§ **What you will do**: Each record is to be printed exactly as given, down to the last mark.

§ **Given entries**:
PR #2449, opened 2026-04-30
fix(agentic): queue weekly DB export refreshes by date

akshaymagapu:
## Summary
- Preserve the default `cdn-logs-report` behavior: normal/date-based runs still execute one daily Agentic DB export.
- For weekly DB refresh triggers, queue one date-based `cdn-logs-report` message per completed UTC day instead of running 7 exports inline.
- Use `refreshAgenticDailyExport` as the explicit weekly DB refresh signal for LLMO category changes and BYOCDN/CDN config refresh paths.
- Keep `categoriesUpdated` scoped to category/pattern/report refresh behavior, not as its own DB export trigger.

## Use Cases Covered
- Normal scheduled report run: SharePoint/report flow + yesterday's DB export.
- Date-based report run: single-day DB export for the provided date.
- Category-change refresh: weekly report refresh, then queued daily DB exports for that week.
- BYOCDN/CDN config refresh: weekly refresh expands into completed daily DB export jobs.
- Current-week refresh: only completed UTC days are queued; future days are skipped.

## Jira
- LLMO-4654
- LLMO-4655

### DIFF
--- a/src/cdn-analysis/handler.js
+++ b/src/cdn-analysis/handler.js
@@ -212,7 +212,11 @@ async function triggerSubAudits(context, site, detectedDays) {
     await sqs.sendMessage(auditQueue, {
       type: 'cdn-logs-report',
       siteId,
-      auditContext: { weekOffset },
+      auditContext: {
+        weekOffset,
+        refreshAgenticDailyExport: true,
+        triggeredBy: SERVICE_PROVIDER_TYPES.BYOCDN_OTHER,
+      },
     }, null, 900);
     log.info(`Triggered cdn-logs-report for siteId=${siteId} weekOffset=${weekOffset}`);
   }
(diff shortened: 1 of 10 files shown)


src/cdn-analysis/handler.js
```diff
@@ -212,7 +212,11 @@ async function triggerSubAudits(context, site, detectedDays) {
     await sqs.sendMessage(auditQueue, {
       type: 'cdn-logs-report',
       siteId,
-      auditContext: { weekOffset },
+      auditContext: {
+        weekOffset,
+        refreshAgenticDailyExport: true,
+        triggeredBy: SERVICE_PROVIDER_TYPES.BYOCDN_OTHER,
+      },
     }, null, 900);
```
ctinp, line 220: Not a blocket but keepi in mind that the refreshed weekly report is queued a fixed 900 seconds after scheduling the per-day cdn-logs-analysis sub-audits, but there is no dependency check that those reprocessing jobs have actually finished. If the analysis fanout runs longer than 15 minutes, the weekly report and the newly added Agentic refresh flow can still execute against incomplete aggregates, producing another stale refresh.

ctinp (approved):

src/cdn-analysis/handler.js
akshaymagapu: yeah, will think in a followup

§ **Task output**:
PR #2449, opened 2026-04-30
fix(agentic): queue weekly DB export refreshes by date

akshaymagapu:
## Summary
- Preserve the default `cdn-logs-report` behavior: normal/date-based runs still execute one daily Agentic DB export.
- For weekly DB refresh triggers, queue one date-based `cdn-logs-report` message per completed UTC day instead of running 7 exports inline.
- Use `refreshAgenticDailyExport` as the explicit weekly DB refresh signal for LLMO category changes and BYOCDN/CDN config refresh paths.
- Keep `categoriesUpdated` scoped to category/pattern/report refresh behavior, not as its own DB export trigger.

## Use Cases Covered
- Normal scheduled report run: SharePoint/report flow + yesterday's DB export.
- Date-based report run: single-day DB export for the provided date.
- Category-change refresh: weekly report refresh, then queued daily DB exports for that week.
- BYOCDN/CDN config refresh: weekly refresh expands into completed daily DB export jobs.
- Current-week refresh: only completed UTC days are queued; future days are skipped.

## Jira
- LLMO-4654
- LLMO-4655

### DIFF
--- a/src/cdn-analysis/handler.js
+++ b/src/cdn-analysis/handler.js
@@ -212,7 +212,11 @@ async function triggerSubAudits(context, site, detectedDays) {
     await sqs.sendMessage(auditQueue, {
       type: 'cdn-logs-report',
       siteId,
-      auditContext: { weekOffset },
+      auditContext: {
+        weekOffset,
+        refreshAgenticDailyExport: true,
+        triggeredBy: SERVICE_PROVIDER_TYPES.BYOCDN_OTHER,
+      },
     }, null, 900);
     log.info(`Triggered cdn-logs-report for siteId=${siteId} weekOffset=${weekOffset}`);
   }
(diff shortened: 1 of 10 files shown)


src/cdn-analysis/handler.js
```diff
@@ -212,7 +212,11 @@ async function triggerSubAudits(context, site, detectedDays) {
     await sqs.sendMessage(auditQueue, {
       type: 'cdn-logs-report',
       siteId,
-      auditContext: { weekOffset },
+      auditContext: {
+        weekOffset,
+        refreshAgenticDailyExport: true,
+        triggeredBy: SERVICE_PROVIDER_TYPES.BYOCDN_OTHER,
+      },
     }, null, 900);
```
ctinp, line 220: Not a blocket but keepi in mind that the refreshed weekly report is queued a fixed 900 seconds after scheduling the per-day cdn-logs-analysis sub-audits, but there is no dependency check that those reprocessing jobs have actually finished. If the analysis fanout runs longer than 15 minutes, the weekly report and the newly added Agentic refresh flow can still execute against incomplete aggregates, producing another stale refresh.

ctinp (approved):

src/cdn-analysis/handler.js
akshaymagapu: yeah, will think in a followup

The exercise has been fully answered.